— Да, — неопределенно вздохнула Шура. Задумавшись, она смотрела на широкую реку.
Большое, уже бледнеющее пятно света дрожало в воде, как последняя судорога остывающего пламени. Тонкие прозрачные облачка, как теплый парок, курились и таяли в дымчато-синей вышине.
— Чудная вещь — природа! — прочувственно сказал Шмалев. — Придешь к ней, как к матери, особенно когда разные гнусные житейские дела треплют твою душу.
— Дела-то эти не гнусные, а важные, — сурово сказала Шура, — только вот людишек плохих у нас немало.
— Сами мы виноваты: жадны очень на хорошую жизнь, а выходит одно беспокойство. И что человеку — мне хотя бы — к примеру, нужно? Заработал — и сыт. А отработался, — дай мне хорошей девушке песни поиграть…
Не дождавшись ответа, Шмалев начал тихонько перебирать клавиши — и баян запел низким, бархатно всхлипывающим голосом, как бы жалуясь на что-то, раздумывая и надеясь.
Река внизу уже потухла, тускнело небо, и только тонкая багровая полоска света, как раскаленная стрела, еще горела в темных облаках.

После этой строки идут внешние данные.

PR #2818, opened 2015-02-25
WIP / Superseded script: erroneous use of `CFG_PREFIX`

dset0x:


jirikuncar:
> Fixes references to `CFG_PREFIX`, which in reality referred to the location of installation of invenio executables. These should be in the `PATH` environment variable.

IMHO the `CFG_PREFIX` is fine as it's defined in `invenio/base/config.py`.

dset0x:
@jirikuncar The problem is that, in the code, it is used interchangeably with root (`/` if installing as root outside a virtualenv).

So the binaries would end up in `/usr/local/bin`, because [that's what pip defaults to](https://docs.python.org/2/install/#how-installation-works), while `CFG_PREFIX` would be `/usr`. So code tries to look into `/usr/bin/foo`.

dset0x:
Additionally, will can there ever be a sane reason to edit `CFG_PREFIX`?

jirikuncar:
@dset0x I don't think so. `CFG_PREFIX` should die anyway.

invenio/legacy/inveniocfg.py
```diff
@@ -713,11 +713,11 @@ def cli_cmd_create_demo_site(conf):
             print("ERROR: failed execution of", cmd)
             sys.exit(1)
     cli_cmd_reset_fieldnames(conf) # needed for I18N demo ranking method names
-    for cmd in ["%s/bin/webaccessadmin -u admin -c -r -D" % CFG_PREFIX,
-                "%s/bin/webcoll -u admin" % CFG_PREFIX,
-                "%s/bin/webcoll 1" % CFG_PREFIX,
-                "%s/bin/bibsort -u admin --load-config" % CFG_PREFIX,
-                "%s/bin/bibsort 2" % CFG_PREFIX, ]:
+    for cmd in ("webaccessadmin -u admin -c -a -D",
```
PXke: If I am not wrong this part is the same than https://github.com/inveniosoftware/invenio/pull/2818/files#diff-2d38438784b9f730ac13a86cf37fa97aR59

Do you think it is possible to factorize ?

PXke:
There is a lot of parts like : 

```
 for cmd in ("webaccessadmin -u admin -c -a -D",
    "webcoll -u admin",
    "webcoll 1",
    "bibsort -u admin --load-config",
    "bibsort 2", ):
    if os.system(cmd):
        print("ERROR: failed execution of", cmd)
        sys.exit(1)
```

It will be cool if the code could be factorized by creating a function taking a list of command to execute.

jirikuncar:
> creating a function taking a list of command to execute

The goal is to remove all `os.system` calls in the future.

dset0x:
Please note that killing `CFG_PREFIX` goes hand-in-hand with #2829, which is why I have reflected the changes from this commit in that PR as well.

> The goal is to remove all os.system calls in the future.
In the sense of getting rid of calls to executables or replacing these calls with `invenio.utils.shell:run_shell_command`?

dset0x:
> It will be cool if the code could be factorized by creating a function taking a list of command to execute.
@PXke That would be nice, except I am not sure what a logical name for that list is, or where it would make sense to define it.

@jirikuncar [Comment above](https://github.com/inveniosoftware/invenio/pull/2818#issuecomment-82818932)

jirikuncar:
@dset0x it would be nice not use OS call just to run our own python scripts. What about calling directly the appropriate `main` functions with correct arguments (e.g. something like https://github.com/inveniosoftware/invenio/blob/master/invenio/testsuite/test_manage.py#L63-L92)?

dset0x:
@jirikuncar I'm not sure about the advantages of this approach. Given that these modules do not have a pythonic api (like we are do with new modules), I think it's better if we leave it to the OS to handle them (for example we are not risking some random exception bubbling up to the calling code or crashing).

jirikuncar:
> the advantages of this approach.

You don't have to rely on OS `PATH` and you don't have to instantiate new application contexts over and over again when calling scripts.

>  we are not risking some random exception bubbling up to the calling code or crashing

I see it as positive. If something crashes then we should get clear pythonic exception.

dset0x:
@jirikuncar That was enough to convince me! I'll look into doing it when possible.

dset0x:
Migration notes finalized. This PR now assumes that #2829 gets merged (eg it does not access `CFG_PREFIX` anymore), so consider it blocked until that's done.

Охватив руками колени и откинув голову, Шура следила за упорствующей одинокой полоской. Шмалев, оглянувшись, увидал в полузакрытых глазах Шуры острый отблеск этого непокорного гаснущего света.
— Что вы, Шура?
— Вот солнце какое… — заговорила она, чему-то своему потаенно и скупо улыбаясь. — Вот оно какое… Каждый день ему заходить, а все упирается, не хочет…
— Но все равно скроется, а потом опять взойдет, — быстро перебил Шмалев. — Эх, жизнь наша единственная! Все в ней, как солнышко родное, заведено на полный век, а мы мудрим, злобствуем, жилы из себя тянем, как богатырь в сказке, землю-матушку за кольцо подымаем. Эх, дураки мы! А годы идут, полюбить не успеешь…
И Шмалев вдруг прижался щекой к коленям Шуры.
— А девушка дорогая, — забормотал он, мгновенно опьянев от тепла ее тела, — девушка нынче любит, а завтра…
— Стой, погоди… — глухо отозвалась Шура, и в ее задрожавших прохладных руках, которыми она освободила себя от него, Шмалев почувствовал гордое и непримиримое упорство. — Со мной так не надо. Этим меня не возьмешь. Прошло то время…
— Странный разговор, Шурочка! — слегка смутился Шмалев.
— Это я про то, что меня так просто не поманишь, знаю эти дела. — Шура заломила руки за голову, с силой потянулась и добавила жестко: — Восемнадцати лет у меня ребенок был. Через год умер от безотцовства да моего стыда.
— Ха… да мне-то какое до этого дело? — вдруг бойко заговорил Шмалев. — Я, дорогая, не поп и не злодей, чужие грехи не считаю!
Его русые волосы маслянисто блестели под луной, баян на правом плече темнел, как щит.
— Не знаю точно, какой ты, — раздумчиво проговорила Шура, — но тебе, конечно, все равно… у тебя, похоже, душа ни о чем не болит… А я вот думаю, начали мы большое верное дело, а оно — трудно… ох, до чего же трудно! Еще многие у нас не понимают: ведь для того и колхозы, чтобы люди жили разумно, по-человечески!
Еще до луны Баратов затащил Никишева к себе на сеновал, где, вдыхая ароматы свежего сена, Сергей Сергеич перед сном любовался картиной ночного сада.